As in such a case the redemptioner received no duplicate of his contract, the poor creature depended entirely upon the good will of his new master, who had it in his power to keep him or her in servitude far beyond the expiration of the true contract time. If any dispute arose, a redemptioner enjoyed no greater protection than a negro, like whom he was treated in many respects. If found ten miles away from home without the written consent of his master, he would be regarded as a run-away and submitted to heavy physical punishment. Persons guilty of hiding or assisting such fugitives were fined 500 pounds of tobacco for each twenty-four hours such fugitive had remained under their roof. Who captured a run-away was entitled to a reward of 200 pounds of tobacco or 50 dollars. And to the run-aways servitude ten days were added for every twenty-four hours absent, to say nothing of the severe whipping he was liable to get.
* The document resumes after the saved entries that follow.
PR #1557, opened 2018-08-06
ScrollSpy for table of contents

### LINKED ISSUE #1537: ScrollSpy in documentation
It'd be nice, especially in `supported.md`, to have the table of contents on the right automatically highlight the section you're in.  In Bootstrap land this is called [ScrollSpy](https://getbootstrap.com/docs/3.3/javascript/#scrollspy); there's also a [react-scrollspy](https://github.com/makotot/react-scrollspy).  As far as I can tell, [markdown-toc](https://github.com/jonschlinkert/markdown-toc) doesn't have an automatic option for this, while [some other systems](https://ndossougbe.github.io/strapdown/) do (not that I'm suggesting switching -- but we could request the feature upstream).  Perhaps we could add a plugin that transforms the TOC's HTML into a react-scrollspy version?  I'm actually having trouble figuring out where markdown-toc gets used.  Any pointers?

edemaine:
Fix #1537 by adding automatic highlighting of currently visible topmost table of contents item.

This sometimes doesn't do an initial highlight, I guess because the table of contents isn't rendered at the beginning?  Is there a way to fix this?  But it works when scrolling and resizing.

Based on https://github.com/Khan/KaTeX/issues/1537#issuecomment-409616103 and https://github.com/makotot/scrollspy/blob/master/src/js/modules/scrollspy.js

### DIFF
--- a/website/siteConfig.js
+++ b/website/siteConfig.js
@@ -66,7 +66,10 @@ const siteConfig = {
 
     markdownPlugins: [require('./remarkableKatex'), require('./empty_thead')],
 
-    scripts: ['https://buttons.github.io/buttons.js'],
+    scripts: [
+        'https://buttons.github.io/buttons.js',
+        baseUrl + 'js/scrollspy.js',
+    ],
     stylesheets: ['https://cdn.jsdelivr.net/npm/katex@0.10.0-beta/dist/katex.min.css'],
 
     separateCss: ['static/static', 'static\\static'],
--- a/website/static/js/scrollspy.js
+++ b/website/static/js/scrollspy.js
@@ -7,6 +7,8 @@ const onScroll = () => {
     timer = setTimeout(() => {
         let found = false;
         const headings = document.querySelectorAll('.toc-headings > li > a');
+        // Some computations based on
+        // https://github.com/makotot/scrollspy/blob/master/src/js/modules/scrollspy.js
         const scrollTop = document.documentElement.scrollTop ||
             document.body.scrollTop;
         const scrollBottom = scrollTop + window.innerHeight;
--- a/website/static/js/scrollspy.js
+++ b/website/static/js/scrollspy.js
@@ -1,0 +1,35 @@
+const epsilon = 10;
+let timer;
+const onScroll = () => {
+    if (timer) {  // throttle
+        return;
+    }
+    timer = setTimeout(() => {
+        let found = false;
+        const headings = document.querySelectorAll('.toc-headings > li > a');
+        const scrollTop = document.documentElement.scrollTop ||
+            document.body.scrollTop;
+        const scrollBottom = scrollTop + window.innerHeight;
+        for (let i = 0; i < headings.length; i++) {
+            // if !found and i is the last element, highlight the last
+            let current = !found;
+            if (!found && i < headings.length - 1) {
+                const next = headings[i + 1].href.split('#')[1];
+                const nextHeader = document.getElementById(next);
+                const top = nextHeader.getBoundingClientRect().top + scrollTop;
+                current = top > scrollTop + epsilon;
+            }
+            if (current) {
+                found = true;
+                headings[i].className = "active";
+            } else {
+                headings[i].className = "";
+            }
+        }
+        timer = null;
+    }, 50);
+};
+document.addEventListener('scroll', onScroll);
+document.addEventListener('resize', onScroll);
+document.addEventListener('ready', onScroll);
+onScroll();
--- a/website/static/css/custom.css
+++ b/website/static/css/custom.css
@@ -1,3 +1,17 @@
+ul.toc-headings > li {
+    padding-bottom: 0px;   /* moved to li > a */
+}
+
+.toc-headings > li > a {
+    display: block;
+    padding: 4px;
+}
+
+.toc-headings > li > a.active {
+    background-color: rgba(27, 31, 35, 0.05);
+    font-weight: bold;
+}
+
 .fixedHeaderContainer header img {
     height: 80%;
 }


website/siteConfig.js
```diff
@@ -66,7 +66,10 @@ const siteConfig = {
 
     markdownPlugins: [require('./remarkableKatex'), require('./empty_thead')],
 
-    scripts: ['https://buttons.github.io/buttons.js'],
+    scripts: [
+        'https://buttons.github.io/buttons.js',
+        baseUrl + 'js/scrollspy.js',
```
ylemkimon: You can do `/js/scrollspy.js'.

website/static/js/scrollspy.js
```diff
@@ -0,0 +1,37 @@
...
+                headings[i].className = "";
+            }
+        }
+        timer = null;
+    }, 50);
+};
+document.addEventListener('scroll', onScroll);
+document.addEventListener('resize', onScroll);
+document.addEventListener('ready', onScroll);
+onScroll();
```
ylemkimon: Wrap this in a closure (IIFE) to prevent polluting global scope.

website/static/js/scrollspy.js
```diff
@@ -0,0 +1,37 @@
...
+            } else {
+                headings[i].className = "";
+            }
+        }
+        timer = null;
+    }, 50);
+};
+document.addEventListener('scroll', onScroll);
+document.addEventListener('resize', onScroll);
+document.addEventListener('ready', onScroll);
```
ylemkimon: `ready` is only available on jQuery. You should use `DOMContentLoaded`.

website/static/js/scrollspy.js
ylemkimon: The script is included in the `<head>`, so calling `onScroll` here has no effect.

website/static/js/scrollspy.js
```diff
@@ -0,0 +1,37 @@
+const epsilon = 10;
```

The redemptioners went through all sorts of experiences, according to the different tempers of their masters. Some were lucky enough to find good homes, where they were well treated. But many fell into the hands of heartless, selfish people, who in their eagerness to get as much as possible out of the redemptioners, literally worked them to death, to say nothing of providing insufficient food, scanty clothing and poor lodging. Many owners made use of the right to punish redemptioners so frequently and so cruelly, that a law became necessary whereby it was forbidden to apply to a servant more than ten lashes for each "fault."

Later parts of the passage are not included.